Danos una pincelada de cómo será la exhibición.  La muestra es muy interesante. Se encuentra en el espacio de la Plaza del CCK. No tiene paredes. Es una puesta muy original porque son cincuenta y cinco obras, muchas de gran formato, y la está hecha en degrade, de mayor a menor. Los cuadros están volando, delimitados con un perímetro de luz, y en los reversos de las obras lo que hicimos fue trabajar pensamientos de la cosmovisión andina.

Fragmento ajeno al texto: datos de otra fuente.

PR #4124, opened 2020-08-10
Minor fix to ecma_builtin_object_object_define_property

szilagyiadam:
DefineOwnProperty result could be false, and we should throw an error in that case.

### DIFF
--- a/jerry-core/ecma/builtin-objects/ecma-builtin-object.c
+++ b/jerry-core/ecma/builtin-objects/ecma-builtin-object.c
@@ -1019,6 +1019,13 @@ ecma_builtin_object_object_define_property (ecma_object_t *obj_p, /**< routine's
     return define_own_prop_ret;
   }
 
+  if (ecma_is_value_false (define_own_prop_ret))
+  {
+    return ecma_raise_type_error (ECMA_ERR_MSG ("The requested property update cannot be performed."));
+  }
+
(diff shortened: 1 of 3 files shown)


jerry-core/ecma/builtin-objects/ecma-builtin-object.c
```diff
@@ -1019,6 +1019,11 @@ ecma_builtin_object_object_define_property (ecma_object_t *obj_p, /**< routine's
     return define_own_prop_ret;
   }
 
+  if (!ecma_is_value_true (define_own_prop_ret))
```
rerobika, line 1022: Please check for false value instead and assert below for true status

tests/jerry/es.next/proxy_define_own_property.js
```diff
@@ -56,33 +56,20 @@ var handler = {
...
-Object.defineProperty(proxy, "name", {
-  get() {
-    return this._name;
-  },
-  set(value) {
-    this._name = value;
-  }
-});
+try {
+  Object.defineProperty(proxy, "bar", desc);
```
galpeter, line 60: After this the "bar" property should exist on the proxy/target, or not? We should add test/check for it.

dbatyai (approved):
LGTM

rerobika (approved):
LGTM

Entonces la gente va a poder disfrutar también eso, sentir y empaparse de lo que es la cultura del norte. La música la hizo Gaby Goldman. La compuso él y es hermosa. Además de que es mi primo y lo admiro muchísimo, él quiso hacer la música original. Hay muchos aspectos: imágenes, música, pensamientos y cultura. Lo construí como un evento cultural que fue lo que vivencié en Jujuy y buscando lograr que la gente trate de sentir lo que uno vivió allí. Las personas que vayan a la muestra van a poder empaparse y la ida es que después quieran viajar, ir y verlo personalmente.

¿Tu reflexión final?   La idea es también poder llevar esta muestra a Jujuy para que mucha gente, que no puede venir a visitarla a Buenos Aires, pueda compartirla. Me encantaría poder llevarla y que Los Diablos estén presentes también ahí, viéndose ellos también. Ese es mi sueño que no se pudo concretar aún. Yo les mandé las fotos a todos lo que participaron, pero que ellos vean esto plasmado en una muestra sería un sueño que ojalá se pueda concretar.